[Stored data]

PR #3551, opened 2016-12-28
cli dev mode consistency

riuvshin:
after adding mounts for agents in dev mode we had inconsistent checks in CLI if those packages were not built. So I;ve simply moved check is api server is built from `docker.sh` to `cmd_config` and now we do that check exaclty before copy api server from target to `instance/dev` dir.

the sequence was like
1) check if API server is built
2) do pulling images + config
3) check if ws agent and terminal agent are built.
4) start

now sequence is more clear
1) do pull + config
2) check API, ws agent, terminal agent are built 
3) start

### DIFF
--- a/dockerfiles/base/scripts/base/commands/cmd_config.sh
+++ b/dockerfiles/base/scripts/base/commands/cmd_config.sh
@@ -36,19 +36,6 @@ cmd_config() {
     docker_run -v "${CHE_HOST_CONFIG}":/copy \
                -v "${CHE_HOST_DEVELOPMENT_REPO}"/dockerfiles/init:/files \
                   $IMAGE_INIT
-
-    # in development mode to avoid permissions issues we copy tomcat assembly to ${CHE_INSTANCE}
-    # if ${CHE_FORMAL_PRODUCT_NAME} development tomcat exist we remove it
-    if [[ -d "${CHE_CONTAINER_INSTANCE}/dev" ]]; then
-        log "docker_run -v \"${CHE_HOST_INSTANCE}/dev\":/root/dev alpine:3.4 sh -c \"rm -rf /root/dev/*\""
-        docker_run -v "${CHE_HOST_INSTANCE}/dev":/root/dev alpine:3.4 sh -c "rm -rf /root/dev/*"
-        log "rm -rf \"${CHE_HOST_INSTANCE}/dev\" >> \"${LOGS}\""
-        rm -rf "${CHE_CONTAINER_INSTANCE}/dev"
-    fi
-    # copy ${CHE_FORMAL_PRODUCT_NAME} development tomcat to ${CHE_INSTANCE} folder
-    mkdir -p "${CHE_CONTAINER_INSTANCE}/dev/${CHE_MINI_PRODUCT_NAME}-tomcat"
-    cp -r "$(echo $CHE_CONTAINER_DEVELOPMENT_REPO/$CHE_ASSEMBLY_IN_REPO)/." \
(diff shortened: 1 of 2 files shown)


garagatyi (approved):

TylerJewell:
I need to get into my laptop for a proper review, but I believe we are inverting the checks.  The original intent was to check for the existence of the assemblies and dependency files in bootstrap mode before any commands are called.  So I believe we have moved checks to the wrong location.

Also we should not be rewriting the version file on every config.  It is written only during init and becomes a permanent fixture of the installation and only changes during an upgrade.

dockerfiles/base/scripts/base/commands/cmd_config.sh
```diff
@@ -45,22 +57,18 @@ cmd_config() {
         log "rm -rf \"${CHE_HOST_INSTANCE}/dev\" >> \"${LOGS}\""
         rm -rf "${CHE_CONTAINER_INSTANCE}/dev"
     fi
+
+    if [[ ! -d $(echo ${CHE_CONTAINER_DEVELOPMENT_REPO}/${CHE_ASSEMBLY_IN_REPO}) ]]; then
```
TylerJewell, line 61: I would like us to move this into the docker.sh, so that all of the checks of the pre-reqs (in this case modules properly built) is handled before normal execution of a command.

In this method, we should then take actions that assume the presence of the pre-reqs.

dockerfiles/base/scripts/base/commands/cmd_config.sh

* **EXERCISE OBJECTIVE**: Having found the line with "In this method, we", transcribe it and each line after it to the end of the entries, with no other lines.

* **RESULT FOR THIS EXERCISE**:
In this method, we should then take actions that assume the presence of the pre-reqs.

dockerfiles/base/scripts/base/commands/cmd_config.sh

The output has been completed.